**TASK TO COMPLETE**
Search the data for the string "https" and gather each line it is in.

——

PR #3675, opened 2021-02-02
Performance contracts

Crashillo:
Closes https://github.com/PopulateTools/issues/issues/1188

## :v: What does this PR do?
Improve performance of contracts website

- filter minor contracts
- reduce the ticks to the 1/4 of the previous value

Test: https://alcobendas.gobify.net/visualizaciones/contratos/


Crashillo:
@ferblape this hack https://github.com/PopulateTools/gobierto/pull/3675/commits/392f5ac4da0f8bcbd9de0c9b6823978567aaf115 is due to, otherwise the API blocks the requests in localhost when user is not logged. Is there any way to avoid this?

app/javascript/gobierto_visualizations/webapp/lib/utils.js
```diff
@@ -5,7 +5,7 @@ import axios from "axios";
 const endPointGobiertoData = `/api/v1/data/data.json`
 
 export function getRemoteData(endpoint) {
-  return csv(endpoint, { headers: { Authorization: "Bearer FmC7jKbXJbzLn1UnmWMXbNXe" } });
+  return csv(endpoint);
```
ferblape: :(

ferblape: I've just expired this token

ferblape:
> @ferblape this hack [392f5ac](https://github.com/PopulateTools/gobierto/commit/392f5ac4da0f8bcbd9de0c9b6823978567aaf115) is due to, otherwise the API blocks the requests in localhost when user is not logged. Is there any way to avoid this?

Yes, in the configuration of the visualization add the token to the urls as a get parameter

ferblape:
This is ok for the moment and it can be merged.

Should we notice in a message that minor contracts are excluded from the visualizations @furilo ?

——

**RESPONSE AREA**
Closes https://github.com/PopulateTools/issues/issues/1188
Test: https://alcobendas.gobify.net/visualizaciones/contratos/
@ferblape this hack https://github.com/PopulateTools/gobierto/pull/3675/commits/392f5ac4da0f8bcbd9de0c9b6823978567aaf115 is due to, otherwise the API blocks the requests in localhost when user is not logged. Is there any way to avoid this?
> @ferblape this hack [392f5ac](https://github.com/PopulateTools/gobierto/commit/392f5ac4da0f8bcbd9de0c9b6823978567aaf115) is due to, otherwise the API blocks the requests in localhost when user is not logged. Is there any way to avoid this?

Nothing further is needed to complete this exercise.